■ Problem
Once you have read the data below, print all of it exactly.

■ Stored records
PR #9091, opened 2022-10-17
UI: Add option to hide the compatibility list

Docteh:
Option is added directly below the option for the addons column

Defaulting to hide compatibility list. Changing default works properly.

-----

New option
image

I made sure to test the default because I don't want to see users needing help turning the compatibility list back on when we're ready to show it again.

### DIFF
--- a/src/yuzu/configuration/config.cpp
+++ b/src/yuzu/configuration/config.cpp
@@ -819,6 +819,7 @@ void Config::ReadUIGamelistValues() {
     qt_config->beginGroup(QStringLiteral("UIGameList"));
 
     ReadBasicSetting(UISettings::values.show_add_ons);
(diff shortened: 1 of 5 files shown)


legend800:
What about the other undesired columns like File Type and Size? Ideally a solution allows users to hide all of them as none present much value. 

2022-10-18 00_02_34-yuzu Early Access 3033

piplup55:
> What about the other undesired columns like File Type and Size? Ideally a solution allows users to hide all of them as none present much value.
> 
> 2022-10-18 00_02_34-yuzu Early Access 3033

maybe something i can think about

Kewlan:
Perhaps a solution similar to how Dolphin and RPCS3 does it would be good? Right click the top category bar for the options:
image

bunnei (approved):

■ Exercise solution
PR #9091, opened 2022-10-17
UI: Add option to hide the compatibility list

Docteh:
Option is added directly below the option for the addons column

Defaulting to hide compatibility list. Changing default works properly.

-----

New option
image

I made sure to test the default because I don't want to see users needing help turning the compatibility list back on when we're ready to show it again.

### DIFF
--- a/src/yuzu/configuration/config.cpp
+++ b/src/yuzu/configuration/config.cpp
@@ -819,6 +819,7 @@ void Config::ReadUIGamelistValues() {
     qt_config->beginGroup(QStringLiteral("UIGameList"));
 
     ReadBasicSetting(UISettings::values.show_add_ons);
(diff shortened: 1 of 5 files shown)


legend800:
What about the other undesired columns like File Type and Size? Ideally a solution allows users to hide all of them as none present much value. 

2022-10-18 00_02_34-yuzu Early Access 3033

piplup55:
> What about the other undesired columns like File Type and Size? Ideally a solution allows users to hide all of them as none present much value.
> 
> 2022-10-18 00_02_34-yuzu Early Access 3033

maybe something i can think about

Kewlan:
Perhaps a solution similar to how Dolphin and RPCS3 does it would be good? Right click the top category bar for the options:
image

bunnei (approved):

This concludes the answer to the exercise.